Go through the material below and copy all lines with "Fatalf".

• • •

PR #1588, opened 2026-07-30
fix: handle rd_kafka_consumer_close_queue() error to prevent Close() hang on fatally-errored consumers

nolansherman-spoton:
## Summary

Fix Close() hanging indefinitely when the consumer has a fatal error (e.g., `FENCED_INSTANCE_ID`).

### Root Cause

`rd_kafka_consumer_close_queue()` returns an `rd_kafka_error_t*` when it cannot start the close protocol (e.g., when a fatal error is set). The Go wrapper was **discarding this return value**, then entering a polling loop waiting for `rd_kafka_consumer_closed()` to return 1 — which never happens because the close was never started.

```go
// Before (buggy): return value discarded
C.rd_kafka_consumer_close_queue(c.handle.rk, c.handle.rkq)

for C.rd_kafka_consumer_closed(c.handle.rk) != 1 {  // never becomes 1
    c.Poll(100)
}
```

### Fix

Check the return value of `rd_kafka_consumer_close_queue()`. If it returns an error, the close was never started — there is nothing to wait for. Force-destroy the handle with `RD_KAFKA_DESTROY_F_NO_CONSUMER_CLOSE` and return the error to the caller.

```go
// After (fixed): check return value
if cErr := C.rd_kafka_consumer_close_queue(c.handle.rk, c.handle.rkq); cErr != nil {
    closeErr := newErrorFromCErrorDestroy(cErr)
    atomic.StoreUint32(&c.isClosed, 1)
    C.rd_kafka_queue_destroy(c.handle.rkq)
    c.handle.rkq = nil
    c.handle.cleanup()
    C.rd_kafka_destroy_flags(c.handle.rk, C.RD_KAFKA_DESTROY_F_NO_CONSUMER_CLOSE)
    return closeErr
}
```

### Why This Works By Default

Unlike the previous opt-in config approach (`go.consumer.close.skip.on.fatal`), this fix works for **all users** without any configuration. Any error from `rd_kafka_consumer_close_queue()` — not just fatal errors — is handled correctly.

### Behavioral Changes

- `Close()` now returns an error (instead of `nil`) when the consumer has a fatal error. This gives callers visibility that offsets were not committed.
- No new configuration options are needed.
- The `GetFatalError()` and `TestFatalError()` methods are retained on `Consumer` (mirrors the Producer API).

### Why This Is Safe

A fatally-errored consumer is already dead from the broker perspective:
- Its partitions are reassigned to the new consumer instance
- Its member ID is removed from the group
- Any commits will be rejected with `FENCED_INSTANCE_ID`
- LeaveGroup is a no-op (member already removed)

Credit to @Ankith-Confluent for identifying the simpler root cause and suggesting this approach.

### DIFF
--- a/kafka/consumer.go
+++ b/kafka/consumer.go
@@ -51,6 +51,18 @@ type Consumer struct {
 
 	isClosed  uint32
 	isClosing uint32
+
+	// closeSkipOnFatal, when true, causes Close() to skip the consumer group
+	// close protocol (LeaveGroup, offset commits) if the consumer has a fatal
+	// error set (e.g., FENCED_INSTANCE_ID). Instead, it force-destroys the
+	// handle immediately using rd_kafka_destroy_flags(NO_CONSUMER_CLOSE).
+	//
+	// This prevents Close() from hanging indefinitely when the consumer is
+	// already dead and the broker is slow to respond to commits that will be
+	// rejected anyway.
+	//
+	// Configured via "go.consumer.close.skip.on.fatal" (bool, default false).
+	closeSkipOnFatal bool
 }
 
 // IsClosed returns boolean representing if client is closed or not
@@ -528,6 +540,11 @@ func (c *Consumer) ReadMessage(timeout time.Duration) (*Message, error) {
 
 // Close Consumer instance.
 // The object is no longer usable after this call.
+//
+// If go.consumer.close.skip.on.fatal is enabled and the consumer has a fatal
+// error (e.g., FENCED_INSTANCE_ID), Close() will skip the consumer group close
+// protocol entirely and force-destroy the handle. This prevents hanging on
+// offset commits that will be rejected by the broker anyway.
 func (c *Consumer) Close() (err error) {
 	// Check if the client is already closed.
 	err = c.verifyClient()
@@ -545,6 +562,24 @@ func (c *Consumer) Close() (err error) {
 	c.handle.waitGroup.Wait()
 	if c.eventsChanEnable {
 		close(c.events)
+	}
+
+	// If the consumer has a fatal error and skip-on-fatal is enabled,
+	// bypass the close protocol entirely. The consumer is already dead
+	// from the broker's perspective — attempting commits or LeaveGroup
+	// will either be rejected or hang if the broker is unresponsive.
+	if c.closeSkipOnFatal {
+		cErrstr := (*C.char)(C.malloc(C.size_t(512)))
+		fatalCode := C.rd_kafka_fatal_error(c.handle.rk, cErrstr, 512)
+		C.free(unsafe.Pointer(cErrstr))
+		if int(fatalCode) != 0 {
+			atomic.StoreUint32(&c.isClosed, 1)
+			C.rd_kafka_queue_destroy(c.handle.rkq)
+			c.handle.rkq = nil
+			c.handle.cleanup()
+			C.rd_kafka_destroy_flags(c.handle.rk, C.RD_KAFKA_DESTROY_F_NO_CONSUMER_CLOSE)
+			return nil
+		}
 	}
 
 	C.rd_kafka_consumer_close_queue(c.handle.rk, c.handle.rkq)
@@ -581,6 +616,11 @@ func (c *Consumer) Close() (err error) {
 //	go.events.channel.size (int, 1000) - Events() channel size
 //	go.logs.channel.enable (bool, false) - Forward log to Logs() channel.
 //	go.logs.channel (chan kafka.LogEvent, nil) - Forward logs to application-provided channel instead of Logs(). Requires go.logs.channel.enable=true.
+//	go.consumer.close.skip.on.fatal (bool, false) - If true, Close() will skip the consumer group close protocol
+//	                                     (LeaveGroup, offset commits) when the consumer has a fatal error
+//	                                     (e.g., fenced by another instance). Instead it force-destroys the
+//	                                     handle immediately, preventing Close() from hanging on commits
+//	                                     that will be rejected by the broker.
 //
 // WARNING: Due to the buffering nature of channels (and queues in general) the
 // use of the events channel risks receiving outdated events and
@@ -627,6 +667,12 @@ func NewConsumer(conf *ConfigMap) (*Consumer, error) {
 		return nil, err
 	}
 	eventsChanSize := v.(int)
+
+	v, err = confCopy.extract("go.consumer.close.skip.on.fatal", false)
+	if err != nil {
+		return nil, err
+	}
+	c.closeSkipOnFatal = v.(bool)
 
 	logsChanEnable, logsChan, err := confCopy.extractLogConfig()
 	if err != nil {
--- a/kafka/consumer.go
+++ b/kafka/consumer.go
@@ -70,6 +70,18 @@ func (c *Consumer) IsClosed() bool {
 	return atomic.LoadUint32(&c.isClosed) == 1
 }
 
+// GetFatalError returns an Error object if the client instance has raised a
+// fatal error, else nil.
+func (c *Consumer) GetFatalError() error {
+	return getFatalError(c)
+}
+
+// TestFatalError triggers a fatal error in the underlying client.
+// This is to be used strictly for testing purposes.
+func (c *Consumer) TestFatalError(code ErrorCode, str string) ErrorCode {
+	return testFatalError(c, code, str)
+}
+
 func (c *Consumer) verifyClient() error {
 	if c.IsClosed() {
 		return getOperationNotAllowedErrorForClosedClient()
@@ -568,18 +580,13 @@ func (c *Consumer) Close() (err error) {
 	// bypass the close protocol entirely. The consumer is already dead
 	// from the broker's perspective — attempting commits or LeaveGroup
 	// will either be rejected or hang if the broker is unresponsive.
-	if c.closeSkipOnFatal {
-		cErrstr := (*C.char)(C.malloc(C.size_t(512)))
-		fatalCode := C.rd_kafka_fatal_error(c.handle.rk, cErrstr, 512)
-		C.free(unsafe.Pointer(cErrstr))
-		if int(fatalCode) != 0 {
-			atomic.StoreUint32(&c.isClosed, 1)
-			C.rd_kafka_queue_destroy(c.handle.rkq)
-			c.handle.rkq = nil
-			c.handle.cleanup()
-			C.rd_kafka_destroy_flags(c.handle.rk, C.RD_KAFKA_DESTROY_F_NO_CONSUMER_CLOSE)
-			return nil
-		}
+	if c.closeSkipOnFatal && getFatalError(c) != nil {
+		atomic.StoreUint32(&c.isClosed, 1)
+		C.rd_kafka_queue_destroy(c.handle.rkq)
+		c.handle.rkq = nil
+		c.handle.cleanup()
+		C.rd_kafka_destroy_flags(c.handle.rk, C.RD_KAFKA_DESTROY_F_NO_CONSUMER_CLOSE)
+		return nil
 	}
 
 	C.rd_kafka_consumer_close_queue(c.handle.rk, c.handle.rkq)
--- a/kafka/consumer.go
+++ b/kafka/consumer.go
@@ -51,35 +51,11 @@ type Consumer struct {
 
 	isClosed  uint32
 	isClosing uint32
-
-	// closeSkipOnFatal, when true, causes Close() to skip the consumer group
-	// close protocol (LeaveGroup, offset commits) if the consumer has a fatal
-	// error set (e.g., FENCED_INSTANCE_ID). Instead, it force-destroys the
-	// handle immediately using rd_kafka_destroy_flags(NO_CONSUMER_CLOSE).
-	//
-	// This prevents Close() from hanging indefinitely when the consumer is
-	// already dead and the broker is slow to respond to commits that will be
-	// rejected anyway.
-	//
-	// Configured via "go.consumer.close.skip.on.fatal" (bool, default false).
-	closeSkipOnFatal bool
 }
 
 // IsClosed returns boolean representing if client is closed or not
 func (c *Consumer) IsClosed() bool {
 	return atomic.LoadUint32(&c.isClosed) == 1
-}
-
-// GetFatalError returns an Error object if the client instance has raised a
-// fatal error, else nil.
-func (c *Consumer) GetFatalError() error {
-	return getFatalError(c)
-}
-
-// TestFatalError triggers a fatal error in the underlying client.
-// This is to be used strictly for testing purposes.
-func (c *Consumer) TestFatalError(code ErrorCode, str string) ErrorCode {
-	return testFatalError(c, code, str)
 }
 
 func (c *Consumer) verifyClient() error {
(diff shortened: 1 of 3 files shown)


kafka/consumer.go
```diff
@@ -628,6 +668,12 @@ func NewConsumer(conf *ConfigMap) (*Consumer, error) {
 	}
 	eventsChanSize := v.(int)
 
+	v, err = confCopy.extract("go.consumer.close.skip.on.fatal", false)
+	if err != nil {
+		return nil, err
+	}
+	c.closeSkipOnFatal = v.(bool)
```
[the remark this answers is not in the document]
nolansherman-spoton: tests added,

kafka/consumer.go
```diff
@@ -547,6 +564,24 @@ func (c *Consumer) Close() (err error) {
...
+		C.free(unsafe.Pointer(cErrstr))
+		if int(fatalCode) != 0 {
+			atomic.StoreUint32(&c.isClosed, 1)
+			C.rd_kafka_queue_destroy(c.handle.rkq)
+			c.handle.rkq = nil
+			c.handle.cleanup()
+			C.rd_kafka_destroy_flags(c.handle.rk, C.RD_KAFKA_DESTROY_F_NO_CONSUMER_CLOSE)
+			return nil
+		}
+	}
```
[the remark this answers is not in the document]
nolansherman-spoton: updated to use getFatalError

c1moore (approved):

JacekPietrasSpotOn (approved):

nolansherman-spoton:
@Devarsh010 @PratRanj07 Hoping to get some recent contributor eyes on this.

nolansherman-spoton:
@edenhill Hope you could take some time to look at this PR, it resolves a leak we are experiencing with static single consumer groups.

Ankith-Confluent:
Hi @nolansherman-spoton 
Thanks for digging into this. The hang is real, I was able to reproduce it. But when I ran it with `debug=all` I landed somewhere different, and I think the fix is smaller than this.

Librdkafka won't close a consumer that has a fatal error set. `rd_kafka_consumer_close_queue()` hits the `rd_kafka_get_fatal_error()` guard in `rd_kafka_consumer_close_q()`, returns an error, and never starts the close at all. The problem is that we drop that return value.

```go
C.rd_kafka_consumer_close_queue(c.handle.rk, c.handle.rkq)   // error is discarded

for C.rd_kafka_consumer_closed(c.handle.rk) != 1 {           // never becomes 1
    c.Poll(100)
}
```

Since the close never started, `rd_kafka_consumer_closed()` stays 0 forever, so the loop never ends and we never reach `rd_kafka_destroy()`. That's what leaks the handle and its threads.

The debug log backs this up. From the hung consumer there isn't a single `Closing consumer`, `Terminating group` or `CGRPTERM` line, so the close genuinely never begins.

My suggestion would be to keep that return value. If it isn't nil then the close never started, so there's nothing to wait for. Free the handle with `rd_kafka_destroy_flags(..., RD_KAFKA_DESTROY_F_NO_CONSUMER_CLOSE)` and return the error to the caller instead of nil, so the app knows its offsets weren't committed. Every error that function can return means the close didn't start, so the check doesn't need to be specific to fatal errors.

One upside of doing it that way is that it works by default. With a property you have to switch on, anyone who doesn't know about it still hangs.

kafka/consumer.go
```diff
@@ -547,6 +576,19 @@ func (c *Consumer) Close() (err error) {
...
+	if c.closeSkipOnFatal && getFatalError(c) != nil {
+		atomic.StoreUint32(&c.isClosed, 1)
+		C.rd_kafka_queue_destroy(c.handle.rkq)
+		c.handle.rkq = nil
+		c.handle.cleanup()
+		C.rd_kafka_destroy_flags(c.handle.rk, C.RD_KAFKA_DESTROY_F_NO_CONSUMER_CLOSE)
+		return nil
+	}
+
 	C.rd_kafka_consumer_close_queue(c.handle.rk, c.handle.rkq)
```
Ankith-Confluent: Catching the error here would fix it without any new config, roughly:

```go
if cErr := C.rd_kafka_consumer_close_queue(c.handle.rk, c.handle.rkq); cErr != nil {
    closeErr := newErrorFromCErrorDestroy(cErr)
    atomic.StoreUint32(&c.isClosed, 1)
    C.rd_kafka_queue_destroy(c.handle.rkq)
    c.handle.rkq = nil
    c.handle.cleanup()
    C.rd_kafka_destroy_flags(c.handle.rk, C.RD_KAFKA_DESTROY_F_NO_CONSUMER_CLOSE)
    return closeErr
}
```

Ankith-Confluent (changes requested):

nolansherman-spoton:
@Ankith-Confluent Great catch — you were right. The root cause is simpler than my original analysis: `rd_kafka_consumer_close_queue()` returns an error when a fatal error is set (the `rd_kafka_get_fatal_error()` guard in `rd_kafka_consumer_close_q()`), and we were discarding that return value. The close never starts, so `rd_kafka_consumer_closed()` never returns 1, and the loop spins forever.

I have implemented your suggested fix in the latest commit (`8b5ce82`). The changes:

1. Check the return value of `rd_kafka_consumer_close_queue()` — if it returns an error, force-destroy the handle and return the error to the caller.
2. Removed the `go.consumer.close.skip.on.fatal` config option entirely — this fix works by default for all users.
3. Updated tests to verify `Close()` returns immediately with an error when a fatal error is set.

Thanks for taking the time to reproduce and debug this with `debug=all` — the observation that there were no `Closing consumer` / `CGRPTERM` log lines was the key insight.

kafka/consumer_test.go
```diff
@@ -768,3 +768,65 @@ func testConsumerWaitAssignment(c *Consumer, t *testing.T) {
...
+
+	// Verify the fatal error is set
+	fatalErr := getFatalError(c)
+	if fatalErr == nil {
+		t.Fatalf("Expected fatal error to be set")
+	}
+
+	// Close should return immediately with an error (not hang)
+	start := time.Now()
+	err = c.Close()
```
Ankith-Confluent: If this bug comes back, this test will hang rather than fail, since `Close()` never returns and the `elapsed > 5s` check is never reached. Against the unfixed code it just gives `panic: test timed out`. Running it in a goroutine with a `select` and `time.After` keeps it a clean failure, same as `producer_test.go:282` does.

kafka/consumer_test.go
```diff
@@ -768,3 +768,65 @@ func testConsumerWaitAssignment(c *Consumer, t *testing.T) {
...
+	elapsed := time.Since(start)
+
+	// Close should complete nearly instantly (well under 1 second)
+	if elapsed > 5*time.Second {
+		t.Fatalf("Close() took %v, expected < 5s for fatal-errored consumer", elapsed)
+	}
+
+	// Close should return an error indicating the close protocol could not start
+	if err == nil {
```
Ankith-Confluent: Worth checking it is the fatal error specifically, not just any error. `TestFatalErrorClient` in `error_test.go` checks the code and `IsFatal()`. Asserting `c.IsClosed()` afterwards would also cover the flag the new branch sets.

kafka/consumer_test.go
```diff
@@ -768,3 +768,65 @@ func testConsumerWaitAssignment(c *Consumer, t *testing.T) {
...
+		t.Fatalf("Expected Close() to return an error for fatally-errored consumer")
+	}
+
+	t.Logf("Close() completed in %v with error: %v", elapsed, err)
+}
+
+// TestConsumerCloseNormalPath verifies that Close() completes successfully
+// through the normal path when no fatal error is set.
+func TestConsumerCloseNormalPath(t *testing.T) {
```
Ankith-Confluent, line 838: With no broker and no `Subscribe()` the consumer never joins a group, so this close has no assignment, no offsets to commit and no LeaveGroup. It confirms the new branch isn't taken but not that the real close path still works.

Could you add a broker backed one too? `TestConsumerCloseForStaticMember` is just above in this file and already does static membership behind the `testconfRead()` gate.

kafka/consumer_test.go
Ankith-Confluent: This could be the fix
```go
	// Close() must not block here. Run it in a goroutine so that a regression
	// fails this test instead of hanging the whole test binary.
	done := make(chan error, 1)
	start := time.Now()
	go func() { done <- c.Close() }()

	select {
	case err = <-done:
		if err == nil {
			t.Fatalf("Expected Close() to return an error for fatally-errored consumer")
		}
		t.Logf("Close() completed in %v with error: %v", time.Since(start), err)

	case <-time.After(5 * time.Second):
		t.Fatalf("Close() did not return within 5s, the close protocol was never started")
	}
```

Ankith-Confluent (changes requested):
Thanks for making the changes @nolansherman-spoton 
I have provided some comments.

nolansherman-spoton:
Addressed all three review comments in commit `f5f9c1b`:

1. **Goroutine + select pattern**: `TestConsumerCloseReturnsErrorOnFatal` now runs `Close()` in a goroutine with `select`/`time.After(5s)` — a regression will fail the test cleanly instead of hanging the binary.

2. **Error specificity assertions**: Now checks `kafkaErr.Code() == ErrFencedInstanceID`, `kafkaErr.IsFatal() == true`, and `c.IsClosed() == true`.

3. **Broker-backed integration test**: Added `TestConsumerCloseNormalPathWithBroker` — subscribes to a real topic, waits for partition assignment via rebalance callback, then verifies the full close protocol (offset commits, LeaveGroup) completes successfully. Gated behind `testconfRead()`.

kafka/consumer_test.go
nolansherman-spoton: Done — Close() now runs in a goroutine with select/time.After(5s). A regression will produce a clean test failure instead of hanging the binary.

kafka/consumer_test.go
nolansherman-spoton: Done — now asserts kafkaErr.Code() == ErrFencedInstanceID, kafkaErr.IsFatal() == true, and c.IsClosed() == true.

kafka/consumer_test.go
nolansherman-spoton: Done — added TestConsumerCloseNormalPathWithBroker which creates a topic, subscribes with a rebalance callback, waits for partition assignment, then verifies Close() completes the full protocol. Gated behind testconfRead().

kafka/consumer_test.go
nolansherman-spoton: Done — implemented this pattern.

Ankith-Confluent (changes requested):
Hey @nolansherman-spoton 
Thanks for addressing the comments.
Just one more comment related to the broker test.

kafka/consumer_test.go
```diff
@@ -768,3 +768,156 @@ func testConsumerWaitAssignment(c *Consumer, t *testing.T) {
...
+	err = c.Close()
+	if err != nil {
+		t.Fatalf("Close() returned error: %s", err)
+	}
+}
+
+// TestConsumerCloseNormalPathWithBroker verifies that the normal close path
+// works correctly with a real broker — the consumer joins the group,
+// subscribes, and closes cleanly with offset commits and LeaveGroup.
+func TestConsumerCloseNormalPathWithBroker(t *testing.T) {
```
Ankith-Confluent, line 859: This looks good now. All four Close tests pass against a local broker. Thanks for tightening the assertions and adding the broker backed test.

One small thing on `TestConsumerCloseNormalPathWithBroker`. The comment says it closes with offset commits and LeaveGroup, but the commit part is not actually exercised. I ran it with `debug=cgrp,consumer` and got:

```
CGRPTERM: Terminating group "test-close-normal-path-broker" in state up with 0 partition(s)
REMOVE:   Served 1 removed partition(s), with 0 offset(s) to commit
LEAVE:    Group "...": leave (in state up)
LEAVEGROUP: LeaveGroup response received in state up
```

Since the topic is created fresh and no messages are produced or consumed, there is no stored position, so librdkafka skips the commit. Producing a couple of messages and consuming at least one before the close would cover it, and then the log shows `OffsetCommit ... Success`. The LeaveGroup and terminate coverage is good as is.

Ankith-Confluent (changes requested):

kafka/consumer_test.go
nolansherman-spoton: Done — the test now produces 3 messages, consumes one, and commits its offset before calling Close(). This ensures the close path exercises the actual OffsetCommit request to the coordinator, not just LeaveGroup with no stored positions.

kafka/consumer_test.go
```diff
@@ -768,3 +768,199 @@ func testConsumerWaitAssignment(c *Consumer, t *testing.T) {
...
+	t.Logf("Produced 3 messages to %s", topic)
+
+	// Create consumer and subscribe.
+	c, err := NewConsumer(&ConfigMap{
+		"bootstrap.servers":    testconf.Brokers,
+		"group.id":             "test-close-normal-path-broker",
+		"session.timeout.ms":   6000,
+		"max.poll.interval.ms": 10000,
+		"auto.offset.reset":    "earliest",
+		"enable.auto.commit":   false,
```
Ankith-Confluent: `enable.auto.commit: false` stops the close from committing at all, since librdkafka gates that on `enable_auto_commit` in `rd_kafka_assignment_serve_removals()`, so setting it to true (or just dropping the line, true is the default) would cover it. Your `CommitMessage()` call runs before `Close()` and is a manual commit, not part of the close protocol.

Ankith-Confluent (changes requested):
One minor comment, rest of the PR looks good!

kafka/consumer_test.go
nolansherman-spoton: Done — removed enable.auto.commit=false and the manual CommitMessage() call. The test now relies on the default (auto-commit enabled), so Close() commits the stored offset as part of the revocation protocol.

nolansherman-spoton: done, thanks good call out.

Ankith-Confluent (approved):
Thanks for the PR @nolansherman-spoton 
LGTM!!

We will be merging this after a final review.

nolansherman-spoton:
Thank you @Ankith-Confluent ! We are really excited about this.

c1moore:
@Ankith-Confluent I'm not familiar with the release cycle for this SDK.  Do you know what the timeline for landing this PR in a production version will look like?

Ankith-Confluent:
Hey @c1moore 
The dates on the release is not finalised yet, but it should be by the end of this month.

nolansherman-spoton:
Hi @Ankith-Confluent! Is there any release date decided for this yet?

Ankith-Confluent:
Hi @nolansherman-spoton 
We’re currently working on the release and are incorporating a couple of additional fixes, so it’s taking a little longer than expected.

emasab (approved):

emasab (approved):

c1moore:
👋🏻 @Ankith-Confluent @emasab any update on the next release?

I see the PR was merged, but haven't seen a new release cut yet.  This leak is causing fairly significant resource issues for us, so fairly high priority on our end.

Appreciate pushing this through so far!

nolansherman-spoton:
Very happy with the results of this so far. Thanks for getting this into the latest release.
image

• • •

Answer section –
+		t.Fatalf("Expected fatal error to be set")
+		t.Fatalf("Close() took %v, expected < 5s for fatal-errored consumer", elapsed)
+		t.Fatalf("Expected Close() to return an error for fatally-errored consumer")
			t.Fatalf("Expected Close() to return an error for fatally-errored consumer")
		t.Fatalf("Close() did not return within 5s, the close protocol was never started")
+		t.Fatalf("Close() returned error: %s", err)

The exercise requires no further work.